Boozer isn’t going any where contractually but he needs to go somewhere in 2013 or there will be a very different answer to this question in 2014.

2) What will the Bulls do about the gap at Shooting Guard?

Well right now the obvious stop-gap solution is to roll with Rip Hamilton for another year. EVerything changes for the Bulls in 2013 since Derrick Rose will miss a majority of the season. This is a blessing in disguise of sorts as guys like Boozer and Hamilton will have no choice but to step up or flame out in the spotlight.

Hamilton will likely do the previous and step up. We saw impressive glimpses of this in 2012 but he was massively hampered by nagging injuries all season long and ended up missing most of the regular season. Right now he’s being best remembered for doing his best Carlos Boozer impersonation and disappearing in the fourth quarter of the first round of the playoffs but there’s is still gas left int he tank for Hamilton. He scored his 15,000th point in 2012 so he’ s been around a while and isn’t going to want his career which includes an NBA Championship ring to end with his 2012 non-performance.

As far as a long term solution, the Bulls will look to the draft to try and grab  that. Last year Jimmy Butler was drafted late in the first round as a defensive solution at shooting guard and a likely replacement for Ronnie Brewer who may be out the door as the Bulls have until July 10th to cut him or pick be forced to pick up the last year of his option.

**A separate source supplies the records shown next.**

PR #531, opened 2022-06-15
holaplex/#541: add stats for profiles

austinmilt:
This PR adds an endpoint to serve stats across profiles. Right now that's just the total number of profiles, but will be updated in the future with a breakdown of different types of profiles (e.g. creators, collectors, etc).

### DIFF
--- a/crates/graphql/src/schema/objects/profile.rs
+++ b/crates/graphql/src/schema/objects/profile.rs
@@ -52,3 +52,21 @@ impl TwitterProfile {
         &self.description
     }
 }
+
+#[derive(Debug, Clone)]
+pub struct ProfilesStats {}
+
+#[graphql_object(Context = AppContext)]
+impl ProfilesStats {
+    #[graphql(description = "The total number of indexed profiles")]
+    fn total_profiles(&self, context: &AppContext) -> FieldResult<i32> {
+        let conn = context.shared.db.get()?;
+
+        let count: i64 = twitter_handle_name_services::table
+            .count()
+            .get_result(&conn)
+            .context("failed to load total profiles count")?;
+
+        Ok(count.try_into()?)
+    }
+}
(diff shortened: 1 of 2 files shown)


crates/graphql/src/schema/objects/profile.rs
```diff
@@ -52,3 +52,21 @@ impl TwitterProfile {
         &self.description
     }
 }
+
+#[derive(Debug, Clone)]
+pub struct ProfilesStats {}
```
ray-kast, line 57:
```suggestion
pub struct ProfilesStats;
```

crates/graphql/src/schema/query_root.rs
```diff
@@ -585,6 +585,11 @@ impl QueryRoot {
             .collect::<Vec<Wallet>>())
     }
 
+    #[graphql(description = "returns stats about profiles")]
+    async fn profiles_stats(&self) -> FieldResult<ProfilesStats> {
+        Ok(ProfilesStats {})
```
ray-kast, line 590:
```suggestion
        Ok(ProfilesStats)
```

ray-kast (changes requested):
You should be able to use a unit struct rather than an empty named field struct.

crates/graphql/src/schema/objects/profile.rs
```diff
@@ -52,3 +52,21 @@ impl TwitterProfile {
         &self.description
     }
 }
+
+#[derive(Debug, Clone)]
```
ray-kast, line 56:
```suggestion
#[derive(Debug, Clone, Copy)]
```

crates/graphql/src/schema/query_root.rs
```diff
@@ -585,6 +585,11 @@ impl QueryRoot {
             .collect::<Vec<Wallet>>())
     }
 
+    #[graphql(description = "returns stats about profiles")]
+    async fn profiles_stats(&self) -> FieldResult<ProfilesStats> {
+        Ok(ProfilesStats)
+    }
```
ray-kast, line 591:
```suggestion
    #[graphql(description = "returns stats about profiles")]
    async fn profiles_stats(&self) -> ProfilesStats {
        ProfilesStats
    }
```

ray-kast (changes requested):
Forgot a couple revisions.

Right now it’s a crap shoot guess as to who will fall to the Bulls at 29th overall. Chicago can either wait and see what happens or be proactive and trade up and grab a talented shooting guard. They’re in a position right now to get the bottom barrel players in the shooting guard pool despite it’s depth which may motivate the Bulls to either move up or take a different position all together. We will work on figuring this out with our continued Draft coverage here on Pippen Ain’t Easy.

3) When will Derrick Rose be back?

This is only the last question because it’s the one question that lingers the most in the minds of Bulls fans everywhere. When Derrick Rose’s ACL tore in Game 1, so did the hopes and dreams of a title. Chicago quickly fizzled out and are now watching the Eastern Conference playoffs rather than participate in them.

That’s the fear Bulls fans have and it’s a legitimate one and the fear is that the 2013 season will go much like the final five games of the opening round of the playoffs went.

Chances are that happens as Rose is more than just the top scorer for this team, he’s the pulse. Without him the Bulls struggled, even when they seemed to dominate despite his absence in the regular season. You have to factor in the gravity of Rose’s injury against the stage on which it happened as the reason the Bulls whimpered into the offseason but if it showed one thing it was that the Bulls can’t win on a big stage without Rose.

The hope is that Chicago can repeat it’s regular season success without him, gearing up Rose for a March return and a playoff run as a middle seed in the Eastern Conference. But that’s wishful thinking and for the first time in the Rose-Thibodeau era Bulls fans expectations are intensely low for next season.

No one is sure what the future holds for the Bulls next season but I’ll leave you with this bit of encouraging and hopeful thinking: the last time the Bulls entered a season with low expectation was the 2011 season — the season in which Rose won the MVP, Thibodeau won Coach of the Year and the Bulls came four games shy of an NBA Finals return.